I want to match a number which is less than or equal to 100, it can be anything within 0-100, but the regex should not match for a number which is greater than 100 like 120,
This regEx matches the numbers 0-100 diapason and disallow numbers like 001:
\b(0|[1-9][0-9]?|100)\b
this matches 0 to 100
^0*([0-9]|[1-8][0-9]|9[0-9]|100)$
regex for this
perl -le 'for (qw/0 1 19 32.4 100 77 138 342.1/) { print "$_ is ", /^(?:100|\d\d?)$/ ? "valid input" : "invalid input"}'
Use Code Assertions if you need a regex (eventually):
/^(.+)$(??{$^N>=0 && $^N<=100 ? '':'^'})/
Test:
my @nums = (-1, 0, 10, 22, 1e10, 1e-10, 99, 101, 1.001e2);
print join ',', grep
/^(.+)$(??{$^N>=0 && $^N<=100 ? '':'^'})/,
@nums
Result:
0,10,22,1e-010,99
(==> Here is sth. to learn about code assertions).
My practical Advice.
Personally, I would refrain writing such a complex regex altogether. What if your number changes from 100 to 200 in near future. Your regex will have to change significantly and it might be even harder to write. All the above solutions are NOT self explanatory and you will have to complement it with a comment in your code. That's a smell.
Readability matters. Code is for humans and not for machines.
Why not write some code around it and keep regex dead simple to understand.
Try this
\b(0*(?:[1-9][0-9]?|100))\b
Explanation
"
\b # Assert position at a word boundary
( # Match the regular expression below and capture its match into backreference number 1
0 # Match the character “0” literally
* # Between zero and unlimited times, as many times as possible, giving back as needed (greedy)

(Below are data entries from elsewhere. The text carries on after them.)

PR #1036, opened 2026-06-25
feat(postgrest): add type-safe PostgREST query layer via Swift Macros

grdsdev:
## Summary

Adds a type-safe PostgREST query layer to supabase-swift, allowing users to interact with their database using Swift types instead of raw strings — column names, table names, and query filters are all type-checked at compile time.

### What's new

**Swift Macros (`@Table`, `@SelectionOf`, `@Relationship`)** — Applied to a Swift struct, `@Table` synthesizes full `TableRepresentable` conformance including:
- `Insert` and `Update` nested types (with optional fields for `@Default`/nullable columns; `@PrimaryKey` fields excluded from inserts)
- `CodingKeys` with automatic `camelCase` → `snake_case` conversion (overridable via `@Column`)
- `columnName(for:)` using KeyPath identity for type-safe column lookup
- Read-only tables/views via `@Table(readOnly: true)`

`@SelectionOf(Table.self)` declares a partial column projection or join query. Fields annotated with `@Relationship(\Table.fkColumn)` generate PostgREST disambiguation syntax (`alias:tableName!fk_column(subselect)`) — the FK column is identified via a Swift KeyPath (type-checked at compile time) and the referenced type is inferred from the field's type annotation.

`@Table` enforces that `@Relationship` fields are never declared on it — joins belong exclusively on `@SelectionOf` structs.

**Typed query builders** — Four generic wrappers delegate to the existing string-based builders:
- `TypedPostgrestQueryBuilder<Table: TableRepresentable>` — insert, upsert, update, delete, select
- `TypedReadOnlyQueryBuilder<Table: ReadOnlyTableRepresentable>` — select-only (insert/update/delete are compile errors)
- `TypedPostgrestFilterBuilder<Table, Selection>` — KeyPath-based filters (`eq`, `neq`, `in`, `like`, `order`, `limit`, …)
- `TypedPostgrestTransformBuilder` / `TypedSingleResultBuilder` — transform and single-row execution

**Entry point** — `PostgrestClient.from(_ table: T.Type)` returns the appropriate typed builder based on whether `T` conforms to `TableRepresentable` or `ReadOnlyTableRepresentable`.

### Usage

```swift
// Define your table
@Table("messages")
struct Message {
  @PrimaryKey var id: UUID
  var senderId: UUID
  var body: String
}

// Declare a projection with a join
@SelectionOf(Message.self)
struct MessageWithSender {
  var id: UUID
  var body: String
  @Relationship(\Message.senderId) var sender: User
}
// MessageWithSender.selectString == "id,body,sender:users!sender_id(*)"

// Query with full type safety
let rows = try await supabase
  .from(Message.self)
  .select(MessageWithSender.self)
  .execute()
  .value  // [MessageWithSender]

// Filters use KeyPaths
let unread = try await supabase
  .from(Message.self)
  .select()
  .eq(\.senderId, value: userId)
  .execute()
  .value  // [Message]
```

### Architecture

The typed API lives entirely in `SupabaseSwiftMacros`, a separate opt-in library. `PostgREST` and `Supabase` have no dependency on it, so swift-syntax is only compiled for users who explicitly import `SupabaseSwiftMacros`.

```
SupabaseMacros (compiler plugin, internal)
    ↑
SupabaseSwiftMacros (opt-in library)
    ├── Protocols.swift         — SelectionRepresentable, ReadOnlyTableRepresentable, TableRepresentable
    ├── Macros.swift            — @Table, @SelectionOf, @PrimaryKey, @Default, @Column, @Relationship
    ├── TypedBuilders/          — TypedPostgrestQueryBuilder, TypedPostgrestFilterBuilder, …
    └── PostgrestClient+Typed.swift — from(_ table: T.Type) entry point

PostgREST  ←──── no swift-syntax dependency
Supabase   ←──── no swift-syntax dependency
```

### Diagnostics

Non-primitive `@SelectionOf` fields without `@Relationship`, `@Relationship` on a `@Table` field, and `let` bindings on `@Table` are all compile-time errors with descriptive messages.

### Testing

- 17 macro expansion tests (exact synthesized source assertions via `swift-macro-testing`)
- 8 Swift Testing tests verifying KeyPath → `snake_case` column name translation via inline-snapshot of actual HTTP request URLs

## Test plan

- [x] `swift test --filter SupabaseMacrosTests` — all 17 expansion/diagnostic tests pass
- [x] `swift test --filter PostgRESTTests` — all typed builder tests pass
- [x] `import PostgREST` alone (without `import SupabaseSwiftMacros`) does **not** pull in swift-syntax
- [ ] `@Table` struct with a `@Relationship` field is a compile error
- [ ] Non-primitive `@SelectionOf` field without `@Relationship` is a compile error
- [ ] `client.from(ReadOnlyView.self).insert(...)` is a compile error


grdsdev:
Closing this in favour of re-landing the implementation as **stage 1** of the PostgREST v3 RFC.

**The implementation is adopted, not rejected.** Reviewing this PR against a fresh design pass changed several of that design's decisions in this PR's favour:

- The separate `.macro` plugin plus opt-in library, with a test proving `import PostgREST` pulls in no swift-syntax — this replaces a weaker "the macro is optional" staging promise.
- `@Relationship(\Message.senderId)`. I had claimed relationships could not be KeyPaths because postgres-meta emits columns only. The foreign key *is* a column, so the KeyPath already exists in both directions. That retracted a whole invented requirement on the generator.
- `@PrimaryKey` / `@Default` synthesizing `Insert` and `Update`, replacing a default of `Insert = Self` that would have had callers inserting the primary key.
- `selectString` computed at expansion time, and `columnName<V>(for:)` instead of a `PartialKeyPath` dictionary.
- `@Column` as the input `CodingKeys` is generated from — I had dropped a per-column attribute on the mistaken grounds that `CodingKeys` already owned the name.
- Macro diagnostics and `swift-macro-testing` expansion tests as named requirements.
- The delivery order: typed layer first over today's builders, then the value-typed core swapped in beneath.

`ReadOnlyTableRepresentable` / `TableRepresentable` also arrived at the same read-only/writable protocol refinement the RFC reached independently.

**Why re-land rather than merge:**

1. It reports `CONFLICTING` and sits 31 commits behind `main`, so a rebase is required regardless.
2. Two structural changes touch every file here. The protocols need to move out of `PostgrestMacros` into `PostgREST`, because the query API is defined in terms of them and the stage-2 value-typed core cannot depend on the macro module. And they need renaming to `PostgrestSelection` / `PostgrestRelation` / `PostgrestWritableRelation`.
3. Merging as-is would publish `SelectionRepresentable` / `TableRepresentable` from the wrong module under names already rejected, then move and rename them. The package builds with `-enable-library-evolution`, so that is a binary break.

**Also salvaged** from the design spec on this branch, committed under `docs/superpowers/` before that path was gitignored and dropped from the tip: the user-facing command is `supabase gen types swift`; generated Postgres enums must conform to `PostgrestFilterValue`, or typed filters do not work on enum columns at all; and the Postgres-to-Swift type mapping the generator rewrite must agree with.

**References**

- RFC: https://linear.app/supabase/project/postgrest-v3-type-safe-query-api-rfc-ca49156abe11
- Spec, section 8 covers what was taken from this PR and section 8.1 the reasoning above: https://github.com/supabase/supabase-swift/blob/docs/postgrest-v3-design/docs/design/postgrest-v3.md

Stage 1 will lift these files with the protocols relocated and renamed.

PR #1048, opened 2026-07-02
fix(postgrest): remove invalid quotes from explain() plan media type

AndroidPoet:
When building the `Accept` header for `.explain()`, the plan format is wrapped in literal double quotes:

```
Accept: application/vnd.pgrst.plan+"text"; for=application/json; options=analyze|verbose;
```

Double quotes are not valid in the structured-syntax suffix of a media type, so PostgREST does not recognize `application/vnd.pgrst.plan+"text"` as the plan media type and the request does not behave as an EXPLAIN.

### Fix
Drop the quotes so the header matches the spec and the reference implementation. `postgrest-js` emits `application/vnd.pgrst.plan+${format}` (no quotes):

```
Accept: application/vnd.pgrst.plan+text; for=application/json; options=analyze|verbose;
```

### Notes
- The existing snapshot test `testExplain` had frozen the buggy `+"text"` output; it is updated in the same commit. Snapshot tests never hit a server, so it recorded the defect rather than validating it.
- All `PostgRESTTests` pass (93 tests, 0 failures).

### DIFF
--- a/Sources/PostgREST/PostgrestTransformBuilder.swift
+++ b/Sources/PostgREST/PostgrestTransformBuilder.swift
@@ -185,7 +185,7 @@ public class PostgrestTransformBuilder: PostgrestBuilder, @unchecked Sendable {
       .joined(separator: "|")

(?: # Match the regular expression below
# Match either the regular expression below (attempting the next alternative only if this one fails)

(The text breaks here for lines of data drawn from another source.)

PR #1050, opened 2026-07-02
feat(postgrest): add ExplainFormat enum for explain(format:)

AndroidPoet:
Follow-up to #1048, as discussed with @grdsdev.

The `explain()` `format` parameter is currently an untyped `String`, so a typo like `format: "jsom"` silently produces an unrecognised media type. The postgrest-js reference types this as `'json' | 'text'`.

### Change
Introduces a type-safe `ExplainFormat` enum for compile-time safety:

```swift
public enum ExplainFormat: String, Sendable {
  case text
  case json
}

builder.explain(analyze: true, format: .json)
```

**This is non-breaking.** The existing `String`-based overload is kept and marked `@available(*, deprecated)`, so current callers keep compiling (with a deprecation warning steering them to the enum). Both public overloads forward to a single private implementation, so the emitted header is unchanged.

### Notes
- Adds `testExplainWithJSONFormat` covering the `.json` path.
- All `PostgRESTTests` pass; `swift format lint --strict` clean.
- Stacked on top of #1048 — based off `main`, so the snapshots here reflect the current header formatting. Once #1048 merges I'll rebase and reconcile the json-format test.

### DIFF
--- a/Sources/PostgREST/PostgrestTransformBuilder.swift
+++ b/Sources/PostgREST/PostgrestTransformBuilder.swift
@@ -174,46 +174,6 @@ public class PostgrestTransformBuilder: PostgrestBuilder, @unchecked Sendable {
     wal: Bool = false,
     format: ExplainFormat = .text
   ) -> PostgrestTransformBuilder {
-    explain(
-      analyze: analyze,
-      verbose: verbose,
-      settings: settings,
-      buffers: buffers,
-      wal: wal,
-      formatValue: format.rawValue
-    )
-  }
-
-  /// Return `data` as the EXPLAIN plan for the query, using a string `format`.
-  @available(
-    *, deprecated, message: "Use the `ExplainFormat` overload, e.g. `explain(format: .json)`."
-  )
-  public func explain(
-    analyze: Bool = false,
-    verbose: Bool = false,
-    settings: Bool = false,
-    buffers: Bool = false,
-    wal: Bool = false,
-    format: String
-  ) -> PostgrestTransformBuilder {
-    explain(
-      analyze: analyze,
-      verbose: verbose,
-      settings: settings,
-      buffers: buffers,
-      wal: wal,
-      formatValue: format
-    )
-  }
-
-  private func explain(
-    analyze: Bool,
-    verbose: Bool,
-    settings: Bool,
-    buffers: Bool,
-    wal: Bool,
-    formatValue: String
-  ) -> PostgrestTransformBuilder {
     mutableState.withValue {
       let options = [
         analyze ? "analyze" : nil,
@@ -226,7 +186,7 @@ public class PostgrestTransformBuilder: PostgrestBuilder, @unchecked Sendable {
       .joined(separator: "|")
       let forMediaType = $0.request.headers[.accept] ?? "application/json"
       $0.request.headers[.accept] =
-        "application/vnd.pgrst.plan+\(formatValue); for=\"\(forMediaType)\"; options=\(options);"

[1-9] # Match a single character in the range between “1” and “9”
[0-9] # Match a single character in the range between “0” and “9”
? # Between zero and one times, as many times as possible, giving back as needed (greedy)
| # Or match regular expression number 2 below (the entire group fails if this one fails to match)
100 # Match the characters “100” literally
)
)
\b # Assert position at a word boundary
"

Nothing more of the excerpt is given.